L'idée générale est de redonner toute sa place à la Maine, au coeur de la ville : "En Europe, toutes les villes, de toutes tailles, se posent la question de leur lien avec leur fleuve, avec l'eau" explique Jean-Claude Antonini, maire d'Angers.

Pour le moment, aucune maquette n'a été réalisée. Les équipes retenues l'ont été par rapport à leur façon d'appréhender la ville et la rivière. Les trois équipes ont en commun trois points forts :

- une approche globale du projet urbain sous toutes ses dimensions comme de sa fonction dans la ville.
- des propositions fortes pour le traitement du paysage de la rivière et des ses berges
- une démarche qui intègre bien la problématique de circulation et du devenir de l'actuelle voie rapide.

La première équipe est emmenée par l'urbaniste François Grether qui aménage actuellement les berges de Saône et de Rhône à Lyon. Il propose de tirer partie des différences des deux rives en les accentuant. François Grether travaillera notamment avec Phytolab, les paysagistes du récent quartier Desjardin.

La seconde est l'agence allemande Lin, qui a notamment travaillée sur le projet du Grand Paris. Elle souhaite travailler la rivière et donner l'impression qu'elle est plus large, qu'elle prend plus d'importance dans la ville.

Enfin la troisième est celle de Bernard Reichen qui est spécialisé dans la réhabilitation des friches industrielles en France. Il a obtenu le grand prix de l'urbanisme en 2005. Lui envisage de relier le Nord au Sud pour plus de rayonnement, et de relier l'Est à l'Ouest pour accomplir la symbiose "Ville nature".
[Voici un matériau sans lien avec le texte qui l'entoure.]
PR #1194, opened 2024-09-20
Compiler integration of the Split operation

mdanilow:
This PR depends on a PR from the finn-hlslib where the Concat operation was implemented (https://github.com/Xilinx/finn-hlslib/pull/143)

- The new Split custom op is added.
- HLS implementation is defined for a one clock cycle, without defining NUM_REPS, so the new timeout cppsim template is also added and utilized by the operation.
- [tests/fpgadataflow/test_fpgadataflow_split.py](https://github.com/Xilinx/finn/compare/dev...mdanilow:finn:feature/split_and_concat?expand=1#diff-7d5b94dd239f0ac9085a02bf124de7d1fcf75b27b1cf7b6a4cbcd435e4c238d9) test added


auphelia:
Thank you @mdanilow , this looks good but there is one small thing that I would like to address before I merge. Implementing the output as an array of hls streams, causes issues with the naming of the interfaces, that is why Split_hls needs to overwrite so many functions. I will see if I can find a better solution before merging.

Quant à la question de conserver ou non l'actuelle voie rapide, Jean-Claude Antonini précise qu'aucun candidat n'est venu "en disant il faut créer un tunnel ou il faut créer un boulevard urbain". Les trois lauréats de cette première étape du concours devront par ailleurs collaborer avec la Mission "Berges de Maine" et les 90 Angevins retenus pour participer au projet.

Rappelons que le territoire concerné représente une surface de 300 hectares, du centre commercial Saint-Serge au Rocher de la Baumette. Le projet s'étallera sur 20 à 30 ans.